▶ [EXERCISE AIM]: Taking the entries below from the top, restate each line exactly and end with the line containing "memoryz: Removed.".

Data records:
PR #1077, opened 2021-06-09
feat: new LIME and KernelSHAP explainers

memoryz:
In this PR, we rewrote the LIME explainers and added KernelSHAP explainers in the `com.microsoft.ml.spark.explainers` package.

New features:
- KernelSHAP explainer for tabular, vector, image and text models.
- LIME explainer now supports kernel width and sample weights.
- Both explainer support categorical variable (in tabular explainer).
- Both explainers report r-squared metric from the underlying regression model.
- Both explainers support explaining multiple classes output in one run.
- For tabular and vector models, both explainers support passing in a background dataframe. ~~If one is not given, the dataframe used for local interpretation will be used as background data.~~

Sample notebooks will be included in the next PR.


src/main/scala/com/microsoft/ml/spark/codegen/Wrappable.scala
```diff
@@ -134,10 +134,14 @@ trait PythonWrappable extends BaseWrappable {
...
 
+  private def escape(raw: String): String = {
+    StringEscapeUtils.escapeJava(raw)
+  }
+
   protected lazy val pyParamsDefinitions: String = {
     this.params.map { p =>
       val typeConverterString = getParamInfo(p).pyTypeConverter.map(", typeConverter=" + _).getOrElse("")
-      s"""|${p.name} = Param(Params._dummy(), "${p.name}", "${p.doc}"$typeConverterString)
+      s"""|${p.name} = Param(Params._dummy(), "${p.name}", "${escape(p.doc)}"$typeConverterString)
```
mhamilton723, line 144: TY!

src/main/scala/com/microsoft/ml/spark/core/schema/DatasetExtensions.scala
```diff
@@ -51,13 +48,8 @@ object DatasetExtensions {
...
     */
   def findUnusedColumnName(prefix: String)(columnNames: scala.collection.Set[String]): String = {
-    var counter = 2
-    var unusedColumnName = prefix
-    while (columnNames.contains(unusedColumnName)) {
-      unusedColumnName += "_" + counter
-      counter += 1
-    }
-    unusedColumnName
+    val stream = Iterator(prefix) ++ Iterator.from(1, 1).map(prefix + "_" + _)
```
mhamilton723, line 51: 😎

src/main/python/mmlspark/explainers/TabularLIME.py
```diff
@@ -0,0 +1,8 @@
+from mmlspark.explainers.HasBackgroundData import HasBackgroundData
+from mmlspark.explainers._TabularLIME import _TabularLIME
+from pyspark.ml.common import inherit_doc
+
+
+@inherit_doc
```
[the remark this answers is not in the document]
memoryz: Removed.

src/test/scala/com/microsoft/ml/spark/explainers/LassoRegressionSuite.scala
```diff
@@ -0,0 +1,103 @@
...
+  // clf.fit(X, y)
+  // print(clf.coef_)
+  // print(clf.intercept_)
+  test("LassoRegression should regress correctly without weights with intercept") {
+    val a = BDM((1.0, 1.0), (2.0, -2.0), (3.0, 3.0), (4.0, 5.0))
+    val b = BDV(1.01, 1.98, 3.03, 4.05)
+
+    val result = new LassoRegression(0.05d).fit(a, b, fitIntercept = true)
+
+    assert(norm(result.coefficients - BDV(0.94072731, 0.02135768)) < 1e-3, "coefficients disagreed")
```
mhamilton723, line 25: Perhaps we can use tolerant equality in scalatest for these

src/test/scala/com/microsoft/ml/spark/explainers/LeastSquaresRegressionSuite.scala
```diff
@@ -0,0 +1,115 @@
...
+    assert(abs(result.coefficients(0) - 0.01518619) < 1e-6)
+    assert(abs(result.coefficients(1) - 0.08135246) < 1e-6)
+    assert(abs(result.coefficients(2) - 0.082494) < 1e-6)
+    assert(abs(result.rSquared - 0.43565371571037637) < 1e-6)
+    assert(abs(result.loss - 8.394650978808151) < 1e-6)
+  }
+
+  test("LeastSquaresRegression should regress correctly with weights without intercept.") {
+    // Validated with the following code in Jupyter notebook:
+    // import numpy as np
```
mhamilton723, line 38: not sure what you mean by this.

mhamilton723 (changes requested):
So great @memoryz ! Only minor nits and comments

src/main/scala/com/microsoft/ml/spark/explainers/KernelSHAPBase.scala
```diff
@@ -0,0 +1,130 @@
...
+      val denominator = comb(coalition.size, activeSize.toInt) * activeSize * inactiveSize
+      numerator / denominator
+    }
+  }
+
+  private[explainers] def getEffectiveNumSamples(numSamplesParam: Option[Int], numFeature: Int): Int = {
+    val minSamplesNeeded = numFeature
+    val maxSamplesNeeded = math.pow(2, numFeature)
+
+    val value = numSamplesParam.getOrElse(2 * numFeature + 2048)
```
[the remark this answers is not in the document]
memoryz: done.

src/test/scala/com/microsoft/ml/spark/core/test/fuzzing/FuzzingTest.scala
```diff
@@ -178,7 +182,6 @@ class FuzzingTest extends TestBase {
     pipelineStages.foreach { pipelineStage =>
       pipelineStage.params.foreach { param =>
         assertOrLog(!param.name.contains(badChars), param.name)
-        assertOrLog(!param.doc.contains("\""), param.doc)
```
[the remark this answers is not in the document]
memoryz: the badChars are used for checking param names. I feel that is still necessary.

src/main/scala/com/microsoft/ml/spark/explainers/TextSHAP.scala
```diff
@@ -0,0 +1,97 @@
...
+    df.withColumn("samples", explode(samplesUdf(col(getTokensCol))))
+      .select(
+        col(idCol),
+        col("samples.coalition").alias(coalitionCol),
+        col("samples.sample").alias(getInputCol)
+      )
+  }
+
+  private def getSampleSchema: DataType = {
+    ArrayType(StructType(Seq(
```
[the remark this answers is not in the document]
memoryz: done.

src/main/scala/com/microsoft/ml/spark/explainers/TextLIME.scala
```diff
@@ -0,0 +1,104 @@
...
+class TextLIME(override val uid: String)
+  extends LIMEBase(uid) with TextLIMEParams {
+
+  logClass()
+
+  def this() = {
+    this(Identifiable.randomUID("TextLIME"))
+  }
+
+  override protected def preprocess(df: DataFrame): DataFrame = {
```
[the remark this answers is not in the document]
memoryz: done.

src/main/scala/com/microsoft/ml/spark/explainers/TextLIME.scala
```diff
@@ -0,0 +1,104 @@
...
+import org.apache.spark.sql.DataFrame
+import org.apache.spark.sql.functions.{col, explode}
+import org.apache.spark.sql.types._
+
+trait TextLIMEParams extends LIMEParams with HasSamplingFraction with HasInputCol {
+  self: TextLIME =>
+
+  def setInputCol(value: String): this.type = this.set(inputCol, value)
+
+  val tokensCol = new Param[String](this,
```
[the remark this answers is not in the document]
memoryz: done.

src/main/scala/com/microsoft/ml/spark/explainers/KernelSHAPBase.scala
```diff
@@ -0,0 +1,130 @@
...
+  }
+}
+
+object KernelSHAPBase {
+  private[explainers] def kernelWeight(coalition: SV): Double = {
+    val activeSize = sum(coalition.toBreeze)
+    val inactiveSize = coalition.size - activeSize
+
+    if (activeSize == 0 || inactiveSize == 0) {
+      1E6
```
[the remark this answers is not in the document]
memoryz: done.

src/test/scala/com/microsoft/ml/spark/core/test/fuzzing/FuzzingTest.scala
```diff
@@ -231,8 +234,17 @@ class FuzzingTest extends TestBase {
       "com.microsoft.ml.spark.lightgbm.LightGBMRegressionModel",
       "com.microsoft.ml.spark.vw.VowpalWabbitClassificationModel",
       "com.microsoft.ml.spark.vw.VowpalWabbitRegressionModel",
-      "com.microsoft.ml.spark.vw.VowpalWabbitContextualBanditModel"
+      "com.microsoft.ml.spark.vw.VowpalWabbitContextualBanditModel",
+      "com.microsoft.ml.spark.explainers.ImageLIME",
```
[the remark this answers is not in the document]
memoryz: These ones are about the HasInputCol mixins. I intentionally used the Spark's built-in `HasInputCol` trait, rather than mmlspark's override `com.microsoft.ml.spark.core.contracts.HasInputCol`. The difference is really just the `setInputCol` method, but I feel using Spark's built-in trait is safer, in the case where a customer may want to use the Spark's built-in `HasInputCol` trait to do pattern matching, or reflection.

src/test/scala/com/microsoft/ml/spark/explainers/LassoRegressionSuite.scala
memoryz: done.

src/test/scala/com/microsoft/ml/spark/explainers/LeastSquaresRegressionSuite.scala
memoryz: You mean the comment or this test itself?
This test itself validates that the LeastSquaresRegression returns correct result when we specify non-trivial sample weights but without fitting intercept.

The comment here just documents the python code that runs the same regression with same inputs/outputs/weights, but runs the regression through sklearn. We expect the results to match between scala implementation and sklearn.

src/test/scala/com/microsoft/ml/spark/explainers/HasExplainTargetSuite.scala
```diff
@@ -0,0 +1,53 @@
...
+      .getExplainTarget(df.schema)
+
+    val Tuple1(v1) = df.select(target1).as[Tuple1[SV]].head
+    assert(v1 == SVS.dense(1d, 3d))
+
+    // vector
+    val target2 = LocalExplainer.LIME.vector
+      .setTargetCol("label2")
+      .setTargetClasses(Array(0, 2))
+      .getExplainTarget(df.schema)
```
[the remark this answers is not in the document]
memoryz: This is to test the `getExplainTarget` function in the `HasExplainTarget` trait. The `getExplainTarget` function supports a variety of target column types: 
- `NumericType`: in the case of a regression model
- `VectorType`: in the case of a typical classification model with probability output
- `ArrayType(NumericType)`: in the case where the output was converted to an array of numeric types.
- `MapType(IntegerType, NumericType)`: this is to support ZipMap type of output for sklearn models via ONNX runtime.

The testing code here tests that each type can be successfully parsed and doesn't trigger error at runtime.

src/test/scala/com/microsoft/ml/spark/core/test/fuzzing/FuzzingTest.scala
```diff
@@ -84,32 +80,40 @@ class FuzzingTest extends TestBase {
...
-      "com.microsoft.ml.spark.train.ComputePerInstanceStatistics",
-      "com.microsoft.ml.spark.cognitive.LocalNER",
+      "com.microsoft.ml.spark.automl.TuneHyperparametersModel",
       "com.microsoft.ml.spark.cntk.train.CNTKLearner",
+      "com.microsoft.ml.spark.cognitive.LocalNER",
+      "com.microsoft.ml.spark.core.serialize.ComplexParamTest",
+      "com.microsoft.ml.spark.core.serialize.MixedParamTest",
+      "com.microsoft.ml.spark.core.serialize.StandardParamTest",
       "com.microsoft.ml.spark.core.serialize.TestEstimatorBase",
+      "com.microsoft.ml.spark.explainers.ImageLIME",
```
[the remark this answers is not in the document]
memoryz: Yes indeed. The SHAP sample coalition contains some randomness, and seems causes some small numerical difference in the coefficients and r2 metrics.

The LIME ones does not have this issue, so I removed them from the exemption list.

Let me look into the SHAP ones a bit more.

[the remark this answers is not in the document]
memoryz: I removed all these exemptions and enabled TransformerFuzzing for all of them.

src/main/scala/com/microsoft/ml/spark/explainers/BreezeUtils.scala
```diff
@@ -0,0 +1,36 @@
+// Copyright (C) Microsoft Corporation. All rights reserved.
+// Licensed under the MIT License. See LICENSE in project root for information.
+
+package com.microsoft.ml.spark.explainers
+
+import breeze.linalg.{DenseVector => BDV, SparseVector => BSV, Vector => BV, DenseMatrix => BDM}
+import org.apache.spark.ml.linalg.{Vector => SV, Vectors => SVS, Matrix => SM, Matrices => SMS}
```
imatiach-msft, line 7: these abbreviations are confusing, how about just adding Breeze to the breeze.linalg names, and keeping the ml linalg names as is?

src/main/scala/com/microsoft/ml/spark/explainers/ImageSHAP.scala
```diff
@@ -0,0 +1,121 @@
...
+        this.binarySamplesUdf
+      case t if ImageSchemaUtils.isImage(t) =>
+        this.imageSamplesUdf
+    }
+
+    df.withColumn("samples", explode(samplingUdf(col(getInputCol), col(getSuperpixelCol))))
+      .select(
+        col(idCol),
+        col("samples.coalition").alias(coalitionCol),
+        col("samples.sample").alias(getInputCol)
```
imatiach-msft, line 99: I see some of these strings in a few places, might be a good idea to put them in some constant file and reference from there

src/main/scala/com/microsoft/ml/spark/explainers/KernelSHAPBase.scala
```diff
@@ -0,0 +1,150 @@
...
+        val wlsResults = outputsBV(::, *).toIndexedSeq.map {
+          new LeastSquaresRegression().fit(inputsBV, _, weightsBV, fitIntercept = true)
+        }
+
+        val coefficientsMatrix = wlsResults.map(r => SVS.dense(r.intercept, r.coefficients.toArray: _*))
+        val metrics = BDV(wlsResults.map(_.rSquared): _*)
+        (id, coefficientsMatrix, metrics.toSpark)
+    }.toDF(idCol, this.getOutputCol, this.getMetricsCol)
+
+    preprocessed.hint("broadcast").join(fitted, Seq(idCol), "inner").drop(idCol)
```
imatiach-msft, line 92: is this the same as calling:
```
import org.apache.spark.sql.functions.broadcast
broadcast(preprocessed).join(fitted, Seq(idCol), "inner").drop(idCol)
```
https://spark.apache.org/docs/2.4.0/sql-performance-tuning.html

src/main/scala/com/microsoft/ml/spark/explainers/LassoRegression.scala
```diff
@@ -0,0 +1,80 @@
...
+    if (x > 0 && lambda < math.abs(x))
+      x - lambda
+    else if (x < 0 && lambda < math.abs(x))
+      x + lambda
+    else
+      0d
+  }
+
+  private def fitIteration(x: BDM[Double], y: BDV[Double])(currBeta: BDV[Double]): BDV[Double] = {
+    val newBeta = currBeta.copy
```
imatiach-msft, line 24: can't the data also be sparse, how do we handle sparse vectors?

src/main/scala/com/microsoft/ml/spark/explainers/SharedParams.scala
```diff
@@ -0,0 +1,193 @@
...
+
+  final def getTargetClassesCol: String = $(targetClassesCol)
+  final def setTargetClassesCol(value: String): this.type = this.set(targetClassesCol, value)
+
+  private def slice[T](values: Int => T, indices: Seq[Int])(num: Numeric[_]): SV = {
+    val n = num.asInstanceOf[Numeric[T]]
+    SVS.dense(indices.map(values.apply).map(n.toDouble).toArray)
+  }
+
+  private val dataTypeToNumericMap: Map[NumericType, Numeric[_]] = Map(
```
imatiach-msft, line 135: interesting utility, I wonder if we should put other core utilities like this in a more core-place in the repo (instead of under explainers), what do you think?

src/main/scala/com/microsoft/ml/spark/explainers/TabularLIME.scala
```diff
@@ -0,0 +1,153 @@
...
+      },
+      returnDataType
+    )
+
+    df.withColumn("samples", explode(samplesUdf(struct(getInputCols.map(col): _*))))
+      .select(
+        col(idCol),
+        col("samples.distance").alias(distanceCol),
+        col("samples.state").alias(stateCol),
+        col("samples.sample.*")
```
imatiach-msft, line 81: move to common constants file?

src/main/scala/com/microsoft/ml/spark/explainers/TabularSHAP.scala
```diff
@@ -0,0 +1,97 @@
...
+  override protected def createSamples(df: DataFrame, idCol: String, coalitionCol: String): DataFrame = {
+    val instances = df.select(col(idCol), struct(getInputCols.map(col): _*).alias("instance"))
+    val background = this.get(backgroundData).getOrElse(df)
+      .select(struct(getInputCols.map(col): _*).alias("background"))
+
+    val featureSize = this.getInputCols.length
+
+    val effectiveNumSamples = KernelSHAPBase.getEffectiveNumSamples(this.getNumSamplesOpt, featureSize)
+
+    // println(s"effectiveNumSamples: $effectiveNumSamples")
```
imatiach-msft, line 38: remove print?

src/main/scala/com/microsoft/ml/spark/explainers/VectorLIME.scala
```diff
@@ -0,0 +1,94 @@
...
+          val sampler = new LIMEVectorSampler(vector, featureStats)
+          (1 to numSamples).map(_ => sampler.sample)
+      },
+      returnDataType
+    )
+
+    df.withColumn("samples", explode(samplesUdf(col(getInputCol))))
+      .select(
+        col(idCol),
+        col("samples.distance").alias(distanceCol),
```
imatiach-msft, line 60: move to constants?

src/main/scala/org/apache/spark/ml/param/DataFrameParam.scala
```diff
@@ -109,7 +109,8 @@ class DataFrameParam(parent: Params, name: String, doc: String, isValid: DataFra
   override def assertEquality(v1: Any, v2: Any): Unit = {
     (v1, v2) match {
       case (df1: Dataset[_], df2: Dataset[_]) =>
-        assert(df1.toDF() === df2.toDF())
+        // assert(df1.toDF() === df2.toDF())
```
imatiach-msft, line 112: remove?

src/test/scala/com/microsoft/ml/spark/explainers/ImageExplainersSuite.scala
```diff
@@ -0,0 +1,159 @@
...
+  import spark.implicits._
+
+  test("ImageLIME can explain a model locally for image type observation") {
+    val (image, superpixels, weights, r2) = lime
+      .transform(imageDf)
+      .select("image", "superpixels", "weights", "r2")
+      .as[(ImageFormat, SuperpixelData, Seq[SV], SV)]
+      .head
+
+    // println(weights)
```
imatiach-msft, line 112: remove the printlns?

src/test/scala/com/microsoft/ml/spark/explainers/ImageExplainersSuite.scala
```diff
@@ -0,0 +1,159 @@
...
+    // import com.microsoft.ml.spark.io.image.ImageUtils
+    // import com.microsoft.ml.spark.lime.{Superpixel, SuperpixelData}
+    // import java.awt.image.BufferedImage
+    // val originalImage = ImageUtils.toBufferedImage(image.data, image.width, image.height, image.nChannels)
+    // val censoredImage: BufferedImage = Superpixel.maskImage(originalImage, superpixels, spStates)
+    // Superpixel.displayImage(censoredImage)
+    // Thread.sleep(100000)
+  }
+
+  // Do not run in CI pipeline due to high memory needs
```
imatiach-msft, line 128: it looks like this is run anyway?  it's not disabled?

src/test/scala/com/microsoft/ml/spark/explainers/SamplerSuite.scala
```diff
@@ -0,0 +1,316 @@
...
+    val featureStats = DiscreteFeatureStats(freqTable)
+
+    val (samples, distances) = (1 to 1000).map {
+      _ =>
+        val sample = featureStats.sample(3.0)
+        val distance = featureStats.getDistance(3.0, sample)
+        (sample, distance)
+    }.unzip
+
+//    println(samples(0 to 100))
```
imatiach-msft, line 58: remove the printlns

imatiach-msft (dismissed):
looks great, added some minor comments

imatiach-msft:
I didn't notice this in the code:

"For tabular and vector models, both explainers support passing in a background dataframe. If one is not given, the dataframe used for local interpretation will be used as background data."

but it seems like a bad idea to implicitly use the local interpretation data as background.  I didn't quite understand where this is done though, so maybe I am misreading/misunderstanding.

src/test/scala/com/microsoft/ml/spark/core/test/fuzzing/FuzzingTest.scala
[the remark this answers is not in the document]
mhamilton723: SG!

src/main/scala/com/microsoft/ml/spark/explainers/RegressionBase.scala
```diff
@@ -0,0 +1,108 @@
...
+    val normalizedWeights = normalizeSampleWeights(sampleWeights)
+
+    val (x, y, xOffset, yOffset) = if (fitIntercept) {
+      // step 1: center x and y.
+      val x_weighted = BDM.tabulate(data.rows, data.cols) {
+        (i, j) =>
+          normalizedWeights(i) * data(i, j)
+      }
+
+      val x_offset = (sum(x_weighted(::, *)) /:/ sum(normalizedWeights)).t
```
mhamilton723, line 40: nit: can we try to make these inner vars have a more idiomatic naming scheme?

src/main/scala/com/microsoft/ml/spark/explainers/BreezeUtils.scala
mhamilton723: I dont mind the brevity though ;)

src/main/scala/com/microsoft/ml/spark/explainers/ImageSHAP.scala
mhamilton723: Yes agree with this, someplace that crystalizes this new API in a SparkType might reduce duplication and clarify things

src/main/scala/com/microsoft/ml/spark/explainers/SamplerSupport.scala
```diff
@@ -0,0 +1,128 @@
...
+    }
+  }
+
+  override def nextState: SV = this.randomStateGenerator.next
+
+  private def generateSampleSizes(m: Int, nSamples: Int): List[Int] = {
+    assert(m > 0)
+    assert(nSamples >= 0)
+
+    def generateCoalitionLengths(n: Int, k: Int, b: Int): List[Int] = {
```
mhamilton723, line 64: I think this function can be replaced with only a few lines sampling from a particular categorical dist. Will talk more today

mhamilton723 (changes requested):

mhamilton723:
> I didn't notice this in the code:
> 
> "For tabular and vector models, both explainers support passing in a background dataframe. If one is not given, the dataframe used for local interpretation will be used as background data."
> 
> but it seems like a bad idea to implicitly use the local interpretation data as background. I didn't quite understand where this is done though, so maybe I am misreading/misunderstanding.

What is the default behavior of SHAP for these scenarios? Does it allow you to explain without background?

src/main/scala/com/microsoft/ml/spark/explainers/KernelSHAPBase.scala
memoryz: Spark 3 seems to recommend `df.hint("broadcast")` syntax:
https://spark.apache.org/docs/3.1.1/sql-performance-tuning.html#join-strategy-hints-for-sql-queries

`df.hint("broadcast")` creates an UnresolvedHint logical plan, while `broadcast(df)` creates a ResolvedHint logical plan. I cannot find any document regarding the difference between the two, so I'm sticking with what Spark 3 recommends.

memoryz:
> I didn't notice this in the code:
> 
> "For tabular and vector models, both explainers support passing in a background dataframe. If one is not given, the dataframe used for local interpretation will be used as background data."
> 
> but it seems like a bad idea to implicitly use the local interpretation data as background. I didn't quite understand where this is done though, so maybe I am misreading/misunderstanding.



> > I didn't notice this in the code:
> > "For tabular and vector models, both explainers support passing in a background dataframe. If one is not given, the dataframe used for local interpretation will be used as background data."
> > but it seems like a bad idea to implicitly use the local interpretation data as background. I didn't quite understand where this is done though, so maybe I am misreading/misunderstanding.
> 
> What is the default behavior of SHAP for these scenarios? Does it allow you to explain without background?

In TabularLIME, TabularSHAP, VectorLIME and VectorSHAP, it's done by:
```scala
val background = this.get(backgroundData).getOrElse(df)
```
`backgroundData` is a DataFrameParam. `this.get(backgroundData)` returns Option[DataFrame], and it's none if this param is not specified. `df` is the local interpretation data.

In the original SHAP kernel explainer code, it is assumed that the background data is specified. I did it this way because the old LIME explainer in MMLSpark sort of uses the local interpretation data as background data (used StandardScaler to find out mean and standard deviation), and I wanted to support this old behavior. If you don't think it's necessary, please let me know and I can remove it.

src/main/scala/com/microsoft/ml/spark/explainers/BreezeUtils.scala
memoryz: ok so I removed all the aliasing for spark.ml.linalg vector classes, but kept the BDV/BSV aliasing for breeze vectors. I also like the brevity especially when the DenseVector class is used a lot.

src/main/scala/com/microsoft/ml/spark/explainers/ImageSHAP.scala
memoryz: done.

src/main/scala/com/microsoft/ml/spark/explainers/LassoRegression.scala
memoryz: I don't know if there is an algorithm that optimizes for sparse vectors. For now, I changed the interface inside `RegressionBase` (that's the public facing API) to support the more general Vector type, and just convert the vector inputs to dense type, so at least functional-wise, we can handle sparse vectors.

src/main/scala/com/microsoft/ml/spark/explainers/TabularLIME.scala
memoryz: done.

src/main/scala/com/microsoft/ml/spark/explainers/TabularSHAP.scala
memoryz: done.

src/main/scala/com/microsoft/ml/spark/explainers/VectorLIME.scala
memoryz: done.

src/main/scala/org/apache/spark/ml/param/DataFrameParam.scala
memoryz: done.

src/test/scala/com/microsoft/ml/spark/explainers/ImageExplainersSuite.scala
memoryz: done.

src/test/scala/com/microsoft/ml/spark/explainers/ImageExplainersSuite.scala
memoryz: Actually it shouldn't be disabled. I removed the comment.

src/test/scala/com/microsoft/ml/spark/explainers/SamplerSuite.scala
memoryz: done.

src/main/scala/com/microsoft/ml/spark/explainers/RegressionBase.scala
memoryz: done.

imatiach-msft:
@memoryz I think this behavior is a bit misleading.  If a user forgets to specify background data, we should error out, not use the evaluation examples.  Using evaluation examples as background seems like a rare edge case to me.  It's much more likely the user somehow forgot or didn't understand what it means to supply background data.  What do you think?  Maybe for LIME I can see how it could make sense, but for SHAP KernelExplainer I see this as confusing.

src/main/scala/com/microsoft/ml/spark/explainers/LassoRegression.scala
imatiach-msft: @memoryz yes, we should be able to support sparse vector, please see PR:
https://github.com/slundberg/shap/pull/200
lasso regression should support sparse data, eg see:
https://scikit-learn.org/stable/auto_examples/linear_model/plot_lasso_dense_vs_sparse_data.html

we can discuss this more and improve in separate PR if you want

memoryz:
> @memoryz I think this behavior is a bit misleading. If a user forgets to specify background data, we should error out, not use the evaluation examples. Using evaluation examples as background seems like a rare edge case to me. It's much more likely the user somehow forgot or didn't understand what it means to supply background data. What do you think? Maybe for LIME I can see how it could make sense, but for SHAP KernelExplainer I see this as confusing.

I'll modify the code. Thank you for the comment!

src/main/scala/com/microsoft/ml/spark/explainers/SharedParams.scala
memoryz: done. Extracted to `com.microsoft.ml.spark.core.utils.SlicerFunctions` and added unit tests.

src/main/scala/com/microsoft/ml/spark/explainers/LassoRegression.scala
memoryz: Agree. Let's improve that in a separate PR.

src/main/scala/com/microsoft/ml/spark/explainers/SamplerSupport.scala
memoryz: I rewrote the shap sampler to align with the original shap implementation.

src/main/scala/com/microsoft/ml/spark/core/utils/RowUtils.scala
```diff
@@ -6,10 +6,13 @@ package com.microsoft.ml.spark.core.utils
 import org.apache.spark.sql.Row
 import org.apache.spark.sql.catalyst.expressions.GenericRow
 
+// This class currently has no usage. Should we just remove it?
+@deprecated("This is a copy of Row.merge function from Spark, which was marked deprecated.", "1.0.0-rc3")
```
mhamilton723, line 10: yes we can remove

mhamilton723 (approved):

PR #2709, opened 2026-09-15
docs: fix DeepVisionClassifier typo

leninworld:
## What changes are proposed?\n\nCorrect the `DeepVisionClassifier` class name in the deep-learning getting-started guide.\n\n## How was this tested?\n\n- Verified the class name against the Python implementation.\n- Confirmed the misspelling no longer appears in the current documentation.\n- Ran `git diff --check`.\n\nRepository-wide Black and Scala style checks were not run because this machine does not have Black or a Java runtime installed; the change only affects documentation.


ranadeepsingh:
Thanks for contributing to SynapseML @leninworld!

▶ [EXERCISE ANSWER]:
PR #1077, opened 2021-06-09
feat: new LIME and KernelSHAP explainers

memoryz:
In this PR, we rewrote the LIME explainers and added KernelSHAP explainers in the `com.microsoft.ml.spark.explainers` package.

New features:
- KernelSHAP explainer for tabular, vector, image and text models.
- LIME explainer now supports kernel width and sample weights.
- Both explainer support categorical variable (in tabular explainer).
- Both explainers report r-squared metric from the underlying regression model.
- Both explainers support explaining multiple classes output in one run.
- For tabular and vector models, both explainers support passing in a background dataframe. ~~If one is not given, the dataframe used for local interpretation will be used as background data.~~

Sample notebooks will be included in the next PR.


src/main/scala/com/microsoft/ml/spark/codegen/Wrappable.scala
```diff
@@ -134,10 +134,14 @@ trait PythonWrappable extends BaseWrappable {
...
 
+  private def escape(raw: String): String = {
+    StringEscapeUtils.escapeJava(raw)
+  }
+
   protected lazy val pyParamsDefinitions: String = {
     this.params.map { p =>
       val typeConverterString = getParamInfo(p).pyTypeConverter.map(", typeConverter=" + _).getOrElse("")
-      s"""|${p.name} = Param(Params._dummy(), "${p.name}", "${p.doc}"$typeConverterString)
+      s"""|${p.name} = Param(Params._dummy(), "${p.name}", "${escape(p.doc)}"$typeConverterString)
```
mhamilton723, line 144: TY!

src/main/scala/com/microsoft/ml/spark/core/schema/DatasetExtensions.scala
```diff
@@ -51,13 +48,8 @@ object DatasetExtensions {
...
     */
   def findUnusedColumnName(prefix: String)(columnNames: scala.collection.Set[String]): String = {
-    var counter = 2
-    var unusedColumnName = prefix
-    while (columnNames.contains(unusedColumnName)) {
-      unusedColumnName += "_" + counter
-      counter += 1
-    }
-    unusedColumnName
+    val stream = Iterator(prefix) ++ Iterator.from(1, 1).map(prefix + "_" + _)
```
mhamilton723, line 51: 😎

src/main/python/mmlspark/explainers/TabularLIME.py
```diff
@@ -0,0 +1,8 @@
+from mmlspark.explainers.HasBackgroundData import HasBackgroundData
+from mmlspark.explainers._TabularLIME import _TabularLIME
+from pyspark.ml.common import inherit_doc
+
+
+@inherit_doc
```
[the remark this answers is not in the document]
memoryz: Removed.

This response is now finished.